**Records from a data collection**
PR #492, opened 2026-02-16
Fixes wet scavenging validation tests to remove erroneous biases.

jeff-cohere:
This PR contains fixes to our wet scavenging validation tests. This demonstrates that many large errors in the validation process come from defects in the testing process and not the Fortran -> C++ port, which is great news!

There are no code changes in mam4xx proper--only the validation tests themselves.


jeff-cohere:
The formatting check is broken. For what it's worth, the code is properly formatted.

PR #501, opened 2026-02-23
Undo slight optimization that was causing non-BFB results.

overfelt:


overfelt:
@odiazib Yes, once this mam4xx branch is merged to main, I'll update the E3SM branch to point to the newest version of mam4xx main.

**WHAT THE TASK REQUIRES**
Only the lines with the string "code" are wanted; pick them out of the records above and copy them.

**SOLUTION FOR THIS TASK**
There are no code changes in mam4xx proper--only the validation tests themselves.
The formatting check is broken. For what it's worth, the code is properly formatted.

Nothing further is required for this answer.